### ASSIGNMENT
Search the entries for the word "cache" and copy each line that has it.

#### TASK DATA ####

PR #1866, opened 2018-11-19
Persistent cache implementation

luckychess:
### Description of the Change
Implementation of persistent cache for transactions.

### Benefits
It's impossible to deal with replays without this cache (or something similar).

####

### OUTPUT FOR THIS TASK
Persistent cache implementation
Implementation of persistent cache for transactions.
It's impossible to deal with replays without this cache (or something similar).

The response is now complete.